Application of multi-objective optimization algorithm in carbon management of electric-carbon coupled system
DOI:
https://doi.org/10.56028/aetr.14.1.1691.2025Keywords:
multi-objective optimization; electro-carbon coupled systems; reinforcement learning; distributed scheduling.Abstract
In the context of deep integration of carbon emission regulation in the power system, the synergistic optimization of carbon cost and dispatch economy becomes the core challenge of the multi-objective scheduling problem.

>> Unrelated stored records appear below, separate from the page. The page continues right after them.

PR #6146, opened 2026-08-21
Shorter duration entry: Interpret ints < 10 as hours and >= 10 as minutes

hacklschorsch:
## Description

When we see a plain integer duration value greater than 9, assume the user meant minutes (instead of hours).

Rationale:  Minimally faster time entry / less hovering the keyboard.  I assume most people don't track time shorter than 10 minutes.  Should one want to, they still can, using tried and tested syntax like `0:10`. 

A time tracking software I like has a "heuristic" like this.
It's a tiny feature, but one I grew to really like.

A distributed optimization framework integrating improved multi-objective evolutionary algorithm and deep reinforcement learning strategy is constructed, which systematically integrates Pareto sorting, adaptive perturbation, Actor-Critic decision network and master-slave scheduling mechanism to realize the joint optimization of carbon quota adjustment and real-time power generation strategy for the electric-carbon coupled system. In the IEEE-118 node grid simulation, the constructed model reduces the average scheduling cost by 2.8%, carbon emission by 10.3%, and the number of convergence rounds by 43.0% compared with the NSGA-II algorithm, which demonstrates significant solution efficiency and strategy stability. The system adopts GPU acceleration and asynchronous caching mechanism to maintain 92.6% resource utilization when the number of node concurrency is ≥8. Comparative analysis shows that the fusion algorithm has better solution set distribution and scheduling adaptability in non-convex objective space. This method can provide an engineering-deployable intelligent optimization tool for carbon scheduling for large-scale multi-energy systems, which is of value for dissemination.